WORK TO BE COMPLETED
Check every line of the data below for the word "since" and say how many have it, without further comment.

DATA FOR THIS EXERCISE
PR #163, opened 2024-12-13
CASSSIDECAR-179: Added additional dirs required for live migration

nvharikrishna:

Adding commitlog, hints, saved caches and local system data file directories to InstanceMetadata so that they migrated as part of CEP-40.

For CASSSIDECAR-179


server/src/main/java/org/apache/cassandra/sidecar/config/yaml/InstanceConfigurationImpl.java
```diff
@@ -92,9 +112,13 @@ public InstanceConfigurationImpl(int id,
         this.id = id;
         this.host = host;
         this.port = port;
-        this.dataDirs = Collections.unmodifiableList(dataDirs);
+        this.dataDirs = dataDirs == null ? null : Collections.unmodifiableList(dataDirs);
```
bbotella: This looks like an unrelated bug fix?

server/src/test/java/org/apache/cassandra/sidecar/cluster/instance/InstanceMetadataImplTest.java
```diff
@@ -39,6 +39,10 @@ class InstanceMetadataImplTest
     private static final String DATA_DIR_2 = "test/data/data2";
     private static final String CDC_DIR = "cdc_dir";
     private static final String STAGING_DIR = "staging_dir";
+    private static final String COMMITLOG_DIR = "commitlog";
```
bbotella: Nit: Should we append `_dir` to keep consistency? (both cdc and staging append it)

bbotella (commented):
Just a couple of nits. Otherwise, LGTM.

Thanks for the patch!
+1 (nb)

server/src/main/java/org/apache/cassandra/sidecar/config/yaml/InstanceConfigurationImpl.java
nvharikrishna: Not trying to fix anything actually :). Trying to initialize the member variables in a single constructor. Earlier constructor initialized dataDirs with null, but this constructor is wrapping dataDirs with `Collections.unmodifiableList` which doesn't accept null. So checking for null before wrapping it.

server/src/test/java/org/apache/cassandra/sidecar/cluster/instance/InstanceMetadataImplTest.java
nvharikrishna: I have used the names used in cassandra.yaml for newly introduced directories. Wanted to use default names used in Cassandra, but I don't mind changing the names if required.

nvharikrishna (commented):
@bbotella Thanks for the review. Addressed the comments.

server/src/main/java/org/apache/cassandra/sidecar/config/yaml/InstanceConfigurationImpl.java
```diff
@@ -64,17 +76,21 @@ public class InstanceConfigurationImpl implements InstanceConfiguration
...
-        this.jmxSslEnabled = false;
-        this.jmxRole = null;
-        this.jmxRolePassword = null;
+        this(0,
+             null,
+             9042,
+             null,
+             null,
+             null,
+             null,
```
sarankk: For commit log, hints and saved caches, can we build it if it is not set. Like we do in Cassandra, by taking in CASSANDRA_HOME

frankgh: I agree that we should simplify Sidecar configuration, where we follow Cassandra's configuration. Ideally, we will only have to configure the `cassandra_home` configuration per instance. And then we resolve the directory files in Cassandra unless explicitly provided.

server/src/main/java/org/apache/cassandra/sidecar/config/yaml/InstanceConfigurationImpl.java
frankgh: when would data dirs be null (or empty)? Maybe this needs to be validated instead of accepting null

* * *

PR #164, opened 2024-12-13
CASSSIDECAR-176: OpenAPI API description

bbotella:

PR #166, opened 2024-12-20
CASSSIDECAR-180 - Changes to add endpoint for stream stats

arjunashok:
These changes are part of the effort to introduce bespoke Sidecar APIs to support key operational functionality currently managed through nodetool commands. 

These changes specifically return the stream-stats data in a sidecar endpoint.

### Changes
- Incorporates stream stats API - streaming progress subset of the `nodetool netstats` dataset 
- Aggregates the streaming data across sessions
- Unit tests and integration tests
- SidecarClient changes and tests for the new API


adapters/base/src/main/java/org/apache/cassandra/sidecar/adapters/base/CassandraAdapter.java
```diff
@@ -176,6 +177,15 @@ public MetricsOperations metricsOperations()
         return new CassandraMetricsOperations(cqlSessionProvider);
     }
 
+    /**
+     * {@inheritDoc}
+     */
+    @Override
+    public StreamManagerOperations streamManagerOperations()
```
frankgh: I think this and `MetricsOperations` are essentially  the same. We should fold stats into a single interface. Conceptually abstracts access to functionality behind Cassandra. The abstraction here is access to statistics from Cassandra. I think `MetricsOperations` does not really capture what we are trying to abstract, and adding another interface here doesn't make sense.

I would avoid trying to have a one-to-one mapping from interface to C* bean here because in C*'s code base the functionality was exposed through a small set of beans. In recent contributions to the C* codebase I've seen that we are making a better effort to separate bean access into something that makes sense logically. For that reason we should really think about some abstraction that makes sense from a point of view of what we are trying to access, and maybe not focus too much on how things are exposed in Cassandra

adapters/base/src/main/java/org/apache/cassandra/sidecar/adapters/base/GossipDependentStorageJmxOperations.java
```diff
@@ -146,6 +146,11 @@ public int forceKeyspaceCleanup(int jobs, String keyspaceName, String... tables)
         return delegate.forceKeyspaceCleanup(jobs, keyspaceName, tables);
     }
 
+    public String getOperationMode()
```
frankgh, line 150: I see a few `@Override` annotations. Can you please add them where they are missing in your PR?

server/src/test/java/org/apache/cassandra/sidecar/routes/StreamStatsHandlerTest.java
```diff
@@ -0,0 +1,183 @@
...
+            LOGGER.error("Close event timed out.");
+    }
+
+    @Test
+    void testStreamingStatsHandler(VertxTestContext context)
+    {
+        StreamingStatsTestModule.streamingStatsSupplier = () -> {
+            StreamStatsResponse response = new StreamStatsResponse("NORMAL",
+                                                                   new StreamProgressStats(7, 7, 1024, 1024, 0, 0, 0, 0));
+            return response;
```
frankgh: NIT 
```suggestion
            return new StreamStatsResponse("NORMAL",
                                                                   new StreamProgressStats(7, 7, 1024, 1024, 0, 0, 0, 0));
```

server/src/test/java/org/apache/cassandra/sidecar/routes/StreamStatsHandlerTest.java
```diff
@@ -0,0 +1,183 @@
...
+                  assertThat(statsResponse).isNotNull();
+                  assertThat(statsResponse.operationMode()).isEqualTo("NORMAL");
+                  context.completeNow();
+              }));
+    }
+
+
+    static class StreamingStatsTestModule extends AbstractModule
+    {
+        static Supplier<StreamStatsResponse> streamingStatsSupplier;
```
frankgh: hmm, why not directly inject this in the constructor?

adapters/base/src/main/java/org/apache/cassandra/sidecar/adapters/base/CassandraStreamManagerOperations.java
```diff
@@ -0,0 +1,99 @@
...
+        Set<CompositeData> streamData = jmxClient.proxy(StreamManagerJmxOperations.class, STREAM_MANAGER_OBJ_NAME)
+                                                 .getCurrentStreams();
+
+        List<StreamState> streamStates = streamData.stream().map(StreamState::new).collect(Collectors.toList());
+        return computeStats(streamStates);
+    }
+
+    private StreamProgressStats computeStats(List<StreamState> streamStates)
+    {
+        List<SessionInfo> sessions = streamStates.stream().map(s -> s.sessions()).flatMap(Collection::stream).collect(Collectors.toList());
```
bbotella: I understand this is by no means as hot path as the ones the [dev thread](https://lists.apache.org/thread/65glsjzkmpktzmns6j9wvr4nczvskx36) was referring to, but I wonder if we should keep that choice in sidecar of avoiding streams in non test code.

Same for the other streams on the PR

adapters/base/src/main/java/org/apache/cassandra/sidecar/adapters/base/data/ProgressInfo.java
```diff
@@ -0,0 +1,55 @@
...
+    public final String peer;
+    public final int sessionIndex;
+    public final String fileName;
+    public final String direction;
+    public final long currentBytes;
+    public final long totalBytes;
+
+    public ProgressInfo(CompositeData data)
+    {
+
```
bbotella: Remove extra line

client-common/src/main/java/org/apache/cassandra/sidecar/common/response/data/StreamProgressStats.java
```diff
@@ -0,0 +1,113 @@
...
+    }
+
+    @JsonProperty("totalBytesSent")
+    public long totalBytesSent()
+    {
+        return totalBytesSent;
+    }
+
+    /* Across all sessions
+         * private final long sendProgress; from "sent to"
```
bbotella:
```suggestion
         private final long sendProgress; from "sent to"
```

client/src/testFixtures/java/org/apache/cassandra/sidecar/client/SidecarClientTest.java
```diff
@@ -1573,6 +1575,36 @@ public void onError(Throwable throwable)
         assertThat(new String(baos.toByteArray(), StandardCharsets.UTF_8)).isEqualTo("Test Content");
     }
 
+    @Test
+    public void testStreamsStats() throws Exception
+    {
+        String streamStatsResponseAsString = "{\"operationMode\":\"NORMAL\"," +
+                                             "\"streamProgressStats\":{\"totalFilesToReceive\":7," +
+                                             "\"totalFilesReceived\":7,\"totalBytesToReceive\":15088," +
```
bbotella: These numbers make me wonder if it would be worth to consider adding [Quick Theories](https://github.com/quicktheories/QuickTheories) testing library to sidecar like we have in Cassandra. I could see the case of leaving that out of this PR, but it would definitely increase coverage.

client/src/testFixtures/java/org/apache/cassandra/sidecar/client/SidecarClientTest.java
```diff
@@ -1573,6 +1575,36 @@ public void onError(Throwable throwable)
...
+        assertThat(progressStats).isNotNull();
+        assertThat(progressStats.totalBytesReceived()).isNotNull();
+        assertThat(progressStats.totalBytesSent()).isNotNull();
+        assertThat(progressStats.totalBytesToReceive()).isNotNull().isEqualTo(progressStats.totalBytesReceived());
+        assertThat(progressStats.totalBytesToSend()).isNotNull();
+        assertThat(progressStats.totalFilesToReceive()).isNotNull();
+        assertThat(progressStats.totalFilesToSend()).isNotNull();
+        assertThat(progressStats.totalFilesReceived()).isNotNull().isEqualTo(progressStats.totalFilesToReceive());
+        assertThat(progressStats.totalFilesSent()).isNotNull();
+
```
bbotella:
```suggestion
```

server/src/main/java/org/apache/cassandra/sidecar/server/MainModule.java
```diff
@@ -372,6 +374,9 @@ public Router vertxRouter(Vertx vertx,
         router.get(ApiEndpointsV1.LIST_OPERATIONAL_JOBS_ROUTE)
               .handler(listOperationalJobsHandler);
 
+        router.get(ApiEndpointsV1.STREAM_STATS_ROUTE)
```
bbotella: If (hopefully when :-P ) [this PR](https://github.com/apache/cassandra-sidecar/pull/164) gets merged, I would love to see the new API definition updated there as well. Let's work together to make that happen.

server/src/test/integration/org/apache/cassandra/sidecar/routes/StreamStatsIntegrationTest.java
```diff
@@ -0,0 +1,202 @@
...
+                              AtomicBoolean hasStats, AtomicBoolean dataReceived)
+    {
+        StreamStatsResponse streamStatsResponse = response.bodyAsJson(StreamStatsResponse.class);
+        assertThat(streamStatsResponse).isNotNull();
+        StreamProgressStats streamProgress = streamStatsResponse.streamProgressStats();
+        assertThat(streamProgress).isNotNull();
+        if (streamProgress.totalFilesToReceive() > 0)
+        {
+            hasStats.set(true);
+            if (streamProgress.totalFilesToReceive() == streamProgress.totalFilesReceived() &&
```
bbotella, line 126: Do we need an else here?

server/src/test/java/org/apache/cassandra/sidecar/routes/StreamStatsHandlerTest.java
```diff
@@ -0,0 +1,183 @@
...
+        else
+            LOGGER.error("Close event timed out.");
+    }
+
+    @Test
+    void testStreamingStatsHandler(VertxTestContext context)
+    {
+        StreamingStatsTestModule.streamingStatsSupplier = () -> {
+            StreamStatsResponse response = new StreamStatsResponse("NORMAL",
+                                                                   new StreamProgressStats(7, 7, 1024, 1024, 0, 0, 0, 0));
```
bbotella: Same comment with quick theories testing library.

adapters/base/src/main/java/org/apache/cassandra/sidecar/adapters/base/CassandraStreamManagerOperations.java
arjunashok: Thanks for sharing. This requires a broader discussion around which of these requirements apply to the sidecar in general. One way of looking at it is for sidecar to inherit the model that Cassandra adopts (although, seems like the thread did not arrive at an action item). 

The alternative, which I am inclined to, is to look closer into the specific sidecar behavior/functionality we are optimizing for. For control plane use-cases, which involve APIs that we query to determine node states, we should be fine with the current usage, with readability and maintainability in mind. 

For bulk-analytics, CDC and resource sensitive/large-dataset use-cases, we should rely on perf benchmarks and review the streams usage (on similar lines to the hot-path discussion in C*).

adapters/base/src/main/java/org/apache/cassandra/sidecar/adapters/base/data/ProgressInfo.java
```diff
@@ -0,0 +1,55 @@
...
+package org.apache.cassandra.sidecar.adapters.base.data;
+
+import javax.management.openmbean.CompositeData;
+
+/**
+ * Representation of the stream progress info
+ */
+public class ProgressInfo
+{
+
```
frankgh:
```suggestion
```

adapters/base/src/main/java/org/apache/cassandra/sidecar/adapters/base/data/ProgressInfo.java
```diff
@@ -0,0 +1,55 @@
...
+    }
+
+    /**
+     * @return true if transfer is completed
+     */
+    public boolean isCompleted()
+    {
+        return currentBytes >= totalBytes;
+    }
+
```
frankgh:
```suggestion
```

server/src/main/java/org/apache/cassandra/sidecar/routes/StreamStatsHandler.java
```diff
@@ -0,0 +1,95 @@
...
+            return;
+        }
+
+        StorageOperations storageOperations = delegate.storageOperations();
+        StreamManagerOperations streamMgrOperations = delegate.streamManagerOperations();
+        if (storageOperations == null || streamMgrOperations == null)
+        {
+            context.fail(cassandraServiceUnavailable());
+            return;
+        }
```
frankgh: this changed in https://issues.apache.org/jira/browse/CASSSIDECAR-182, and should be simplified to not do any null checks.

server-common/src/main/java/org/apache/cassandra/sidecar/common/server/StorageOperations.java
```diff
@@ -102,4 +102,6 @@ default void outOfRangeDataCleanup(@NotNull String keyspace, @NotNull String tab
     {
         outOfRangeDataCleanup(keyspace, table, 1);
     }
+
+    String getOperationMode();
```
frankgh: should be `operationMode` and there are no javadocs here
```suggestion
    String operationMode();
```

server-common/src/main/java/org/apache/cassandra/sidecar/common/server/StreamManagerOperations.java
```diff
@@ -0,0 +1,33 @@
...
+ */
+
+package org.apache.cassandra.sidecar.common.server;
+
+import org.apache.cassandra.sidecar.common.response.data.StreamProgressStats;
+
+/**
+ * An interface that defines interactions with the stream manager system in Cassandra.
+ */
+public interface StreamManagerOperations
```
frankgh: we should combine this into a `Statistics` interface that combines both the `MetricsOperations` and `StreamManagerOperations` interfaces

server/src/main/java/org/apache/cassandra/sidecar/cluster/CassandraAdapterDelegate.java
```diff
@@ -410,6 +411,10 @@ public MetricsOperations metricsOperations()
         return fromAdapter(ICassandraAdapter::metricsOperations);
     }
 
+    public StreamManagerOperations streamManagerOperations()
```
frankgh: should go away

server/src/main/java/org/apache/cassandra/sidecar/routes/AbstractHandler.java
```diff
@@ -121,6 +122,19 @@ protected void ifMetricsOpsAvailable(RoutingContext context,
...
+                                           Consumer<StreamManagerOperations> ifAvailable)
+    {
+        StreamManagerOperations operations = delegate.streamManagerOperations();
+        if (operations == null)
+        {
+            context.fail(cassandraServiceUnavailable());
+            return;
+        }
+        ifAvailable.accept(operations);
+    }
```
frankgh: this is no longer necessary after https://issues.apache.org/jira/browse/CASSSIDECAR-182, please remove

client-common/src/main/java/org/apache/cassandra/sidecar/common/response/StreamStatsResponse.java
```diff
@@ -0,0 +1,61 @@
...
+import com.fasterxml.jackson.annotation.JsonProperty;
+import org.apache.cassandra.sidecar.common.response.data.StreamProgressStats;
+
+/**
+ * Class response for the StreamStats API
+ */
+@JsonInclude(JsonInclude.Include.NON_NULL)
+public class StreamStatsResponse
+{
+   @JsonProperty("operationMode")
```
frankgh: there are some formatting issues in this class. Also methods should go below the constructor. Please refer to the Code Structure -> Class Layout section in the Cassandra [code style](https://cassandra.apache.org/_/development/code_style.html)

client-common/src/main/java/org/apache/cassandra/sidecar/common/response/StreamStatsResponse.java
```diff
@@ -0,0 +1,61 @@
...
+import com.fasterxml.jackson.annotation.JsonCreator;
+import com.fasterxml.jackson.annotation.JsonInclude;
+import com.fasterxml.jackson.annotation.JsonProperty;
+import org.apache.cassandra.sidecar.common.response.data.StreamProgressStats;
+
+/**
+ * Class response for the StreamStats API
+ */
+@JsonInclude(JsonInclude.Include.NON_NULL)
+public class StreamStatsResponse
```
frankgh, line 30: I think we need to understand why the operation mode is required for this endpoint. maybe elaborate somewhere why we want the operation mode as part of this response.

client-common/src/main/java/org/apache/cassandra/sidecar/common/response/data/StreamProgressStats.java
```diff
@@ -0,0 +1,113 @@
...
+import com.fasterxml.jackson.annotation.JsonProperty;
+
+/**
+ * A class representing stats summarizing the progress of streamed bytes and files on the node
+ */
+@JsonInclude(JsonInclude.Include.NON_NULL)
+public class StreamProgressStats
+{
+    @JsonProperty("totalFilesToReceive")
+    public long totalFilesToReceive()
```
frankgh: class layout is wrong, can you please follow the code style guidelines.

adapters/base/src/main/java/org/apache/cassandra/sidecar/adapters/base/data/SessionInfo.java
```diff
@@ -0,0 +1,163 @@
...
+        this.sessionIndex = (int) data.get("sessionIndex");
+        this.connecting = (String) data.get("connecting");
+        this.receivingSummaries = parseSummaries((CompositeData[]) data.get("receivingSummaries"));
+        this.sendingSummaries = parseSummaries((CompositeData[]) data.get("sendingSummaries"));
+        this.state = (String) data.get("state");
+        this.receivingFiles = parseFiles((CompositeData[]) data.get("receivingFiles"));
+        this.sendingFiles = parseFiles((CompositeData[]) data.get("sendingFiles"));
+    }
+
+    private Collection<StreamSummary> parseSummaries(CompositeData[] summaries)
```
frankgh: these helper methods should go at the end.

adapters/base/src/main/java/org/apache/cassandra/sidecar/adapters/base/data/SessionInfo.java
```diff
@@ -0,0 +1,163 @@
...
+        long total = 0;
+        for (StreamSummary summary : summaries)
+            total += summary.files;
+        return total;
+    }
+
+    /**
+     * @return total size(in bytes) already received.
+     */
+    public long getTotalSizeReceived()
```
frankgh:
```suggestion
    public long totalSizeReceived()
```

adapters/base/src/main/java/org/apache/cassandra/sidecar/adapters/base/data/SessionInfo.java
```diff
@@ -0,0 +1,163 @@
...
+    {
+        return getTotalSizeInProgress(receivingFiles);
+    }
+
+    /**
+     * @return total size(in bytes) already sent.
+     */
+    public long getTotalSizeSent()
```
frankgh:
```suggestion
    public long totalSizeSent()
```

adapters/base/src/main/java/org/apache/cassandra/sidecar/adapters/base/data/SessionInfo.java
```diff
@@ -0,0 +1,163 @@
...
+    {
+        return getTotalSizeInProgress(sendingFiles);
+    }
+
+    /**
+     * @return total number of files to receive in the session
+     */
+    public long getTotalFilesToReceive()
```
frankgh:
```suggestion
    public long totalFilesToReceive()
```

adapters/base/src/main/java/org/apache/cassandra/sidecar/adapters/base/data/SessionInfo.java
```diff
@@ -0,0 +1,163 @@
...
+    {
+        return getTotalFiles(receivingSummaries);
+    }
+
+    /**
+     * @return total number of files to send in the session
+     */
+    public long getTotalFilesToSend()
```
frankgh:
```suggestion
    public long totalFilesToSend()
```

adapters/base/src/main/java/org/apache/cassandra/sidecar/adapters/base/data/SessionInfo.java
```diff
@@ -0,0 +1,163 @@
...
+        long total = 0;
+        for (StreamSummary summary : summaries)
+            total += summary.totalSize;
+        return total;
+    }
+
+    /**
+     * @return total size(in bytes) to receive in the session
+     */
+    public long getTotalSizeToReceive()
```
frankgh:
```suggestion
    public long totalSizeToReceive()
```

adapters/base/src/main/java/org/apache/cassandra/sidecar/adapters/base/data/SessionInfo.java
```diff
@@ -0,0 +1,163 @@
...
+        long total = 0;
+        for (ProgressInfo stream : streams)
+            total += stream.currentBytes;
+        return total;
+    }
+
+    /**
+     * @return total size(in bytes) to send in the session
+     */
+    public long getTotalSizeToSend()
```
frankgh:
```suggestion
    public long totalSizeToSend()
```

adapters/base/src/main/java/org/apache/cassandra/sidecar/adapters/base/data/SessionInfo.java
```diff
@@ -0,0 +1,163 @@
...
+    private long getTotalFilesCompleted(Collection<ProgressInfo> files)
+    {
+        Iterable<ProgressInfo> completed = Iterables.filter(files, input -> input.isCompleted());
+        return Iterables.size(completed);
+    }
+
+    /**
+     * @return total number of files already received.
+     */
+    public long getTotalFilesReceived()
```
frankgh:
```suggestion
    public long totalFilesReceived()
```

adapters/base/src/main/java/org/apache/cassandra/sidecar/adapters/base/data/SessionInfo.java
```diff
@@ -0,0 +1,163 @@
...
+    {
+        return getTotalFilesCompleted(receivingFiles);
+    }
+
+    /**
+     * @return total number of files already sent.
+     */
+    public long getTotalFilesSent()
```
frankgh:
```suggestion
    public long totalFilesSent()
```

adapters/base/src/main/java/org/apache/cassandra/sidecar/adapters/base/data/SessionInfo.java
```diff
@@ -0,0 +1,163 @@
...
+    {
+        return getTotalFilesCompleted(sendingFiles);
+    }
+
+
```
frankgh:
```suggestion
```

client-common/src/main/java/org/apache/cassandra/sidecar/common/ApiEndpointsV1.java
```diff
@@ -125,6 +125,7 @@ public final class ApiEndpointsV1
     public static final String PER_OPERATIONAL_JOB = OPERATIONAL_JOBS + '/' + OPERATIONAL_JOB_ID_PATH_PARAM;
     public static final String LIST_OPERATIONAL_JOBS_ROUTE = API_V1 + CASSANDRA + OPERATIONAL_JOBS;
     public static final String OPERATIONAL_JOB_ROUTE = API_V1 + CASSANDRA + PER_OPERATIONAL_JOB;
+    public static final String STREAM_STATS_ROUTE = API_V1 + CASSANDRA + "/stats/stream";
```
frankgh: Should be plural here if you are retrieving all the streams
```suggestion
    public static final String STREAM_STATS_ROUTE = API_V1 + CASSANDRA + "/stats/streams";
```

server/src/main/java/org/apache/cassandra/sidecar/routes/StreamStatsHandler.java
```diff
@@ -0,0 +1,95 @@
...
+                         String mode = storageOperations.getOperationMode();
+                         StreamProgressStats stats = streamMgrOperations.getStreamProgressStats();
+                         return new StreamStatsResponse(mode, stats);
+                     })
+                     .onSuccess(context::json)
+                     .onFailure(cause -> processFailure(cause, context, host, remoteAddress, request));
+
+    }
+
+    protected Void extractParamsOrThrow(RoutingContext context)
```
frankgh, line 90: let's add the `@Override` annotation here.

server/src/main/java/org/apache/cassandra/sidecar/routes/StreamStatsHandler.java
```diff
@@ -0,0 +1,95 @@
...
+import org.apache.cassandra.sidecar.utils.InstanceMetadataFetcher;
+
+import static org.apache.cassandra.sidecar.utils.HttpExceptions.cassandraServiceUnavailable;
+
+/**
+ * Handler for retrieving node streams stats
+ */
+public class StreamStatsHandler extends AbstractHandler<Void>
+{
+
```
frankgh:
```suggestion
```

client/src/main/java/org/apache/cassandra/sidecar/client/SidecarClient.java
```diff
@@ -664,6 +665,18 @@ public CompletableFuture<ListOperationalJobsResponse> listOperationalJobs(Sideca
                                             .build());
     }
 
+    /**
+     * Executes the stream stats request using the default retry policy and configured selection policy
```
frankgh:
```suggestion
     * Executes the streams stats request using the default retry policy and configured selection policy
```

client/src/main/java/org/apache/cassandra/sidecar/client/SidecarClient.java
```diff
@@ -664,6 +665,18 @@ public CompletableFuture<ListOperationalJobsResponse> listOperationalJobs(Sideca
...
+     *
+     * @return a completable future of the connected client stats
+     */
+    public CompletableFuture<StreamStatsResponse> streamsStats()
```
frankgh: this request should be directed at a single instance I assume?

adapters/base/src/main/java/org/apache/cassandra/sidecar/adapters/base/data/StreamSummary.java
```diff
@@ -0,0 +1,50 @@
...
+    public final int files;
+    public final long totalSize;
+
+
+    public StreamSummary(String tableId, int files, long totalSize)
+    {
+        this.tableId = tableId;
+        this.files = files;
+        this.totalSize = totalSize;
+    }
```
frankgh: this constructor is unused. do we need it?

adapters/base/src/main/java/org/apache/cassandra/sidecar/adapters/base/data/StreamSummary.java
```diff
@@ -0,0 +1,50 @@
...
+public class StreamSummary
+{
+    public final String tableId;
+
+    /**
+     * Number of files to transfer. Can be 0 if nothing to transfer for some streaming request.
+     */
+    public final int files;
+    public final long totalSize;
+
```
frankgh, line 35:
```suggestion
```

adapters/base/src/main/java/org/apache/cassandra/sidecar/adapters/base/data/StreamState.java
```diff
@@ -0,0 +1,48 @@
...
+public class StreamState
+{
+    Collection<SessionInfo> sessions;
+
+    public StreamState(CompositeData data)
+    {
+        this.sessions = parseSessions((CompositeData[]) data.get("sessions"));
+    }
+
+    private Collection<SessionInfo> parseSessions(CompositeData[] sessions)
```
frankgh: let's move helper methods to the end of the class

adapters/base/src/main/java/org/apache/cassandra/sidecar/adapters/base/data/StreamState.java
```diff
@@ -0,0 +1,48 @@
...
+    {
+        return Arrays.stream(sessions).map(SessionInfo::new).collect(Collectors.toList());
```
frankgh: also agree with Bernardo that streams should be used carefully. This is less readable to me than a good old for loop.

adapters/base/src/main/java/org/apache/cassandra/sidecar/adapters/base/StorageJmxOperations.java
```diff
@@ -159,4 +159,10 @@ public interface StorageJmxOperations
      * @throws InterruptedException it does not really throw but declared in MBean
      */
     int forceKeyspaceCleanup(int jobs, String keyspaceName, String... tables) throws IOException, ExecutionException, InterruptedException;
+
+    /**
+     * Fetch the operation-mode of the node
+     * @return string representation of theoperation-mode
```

...

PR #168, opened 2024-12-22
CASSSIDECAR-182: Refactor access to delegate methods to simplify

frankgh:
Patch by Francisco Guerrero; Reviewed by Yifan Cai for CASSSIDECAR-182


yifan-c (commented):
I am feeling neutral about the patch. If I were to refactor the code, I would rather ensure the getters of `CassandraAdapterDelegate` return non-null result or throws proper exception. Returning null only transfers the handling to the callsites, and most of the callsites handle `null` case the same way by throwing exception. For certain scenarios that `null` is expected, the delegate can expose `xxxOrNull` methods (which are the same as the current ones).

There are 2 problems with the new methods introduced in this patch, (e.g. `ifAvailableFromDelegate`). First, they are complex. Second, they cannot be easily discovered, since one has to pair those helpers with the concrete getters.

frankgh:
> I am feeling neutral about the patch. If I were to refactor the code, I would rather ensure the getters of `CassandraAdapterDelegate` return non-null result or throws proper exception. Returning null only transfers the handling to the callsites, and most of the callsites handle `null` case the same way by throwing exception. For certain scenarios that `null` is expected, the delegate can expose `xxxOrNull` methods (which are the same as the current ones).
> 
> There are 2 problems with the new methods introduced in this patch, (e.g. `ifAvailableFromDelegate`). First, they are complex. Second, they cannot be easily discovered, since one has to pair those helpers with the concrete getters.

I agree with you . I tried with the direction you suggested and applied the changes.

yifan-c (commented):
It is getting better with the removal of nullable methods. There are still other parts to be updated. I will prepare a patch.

WRITTEN ANSWER
2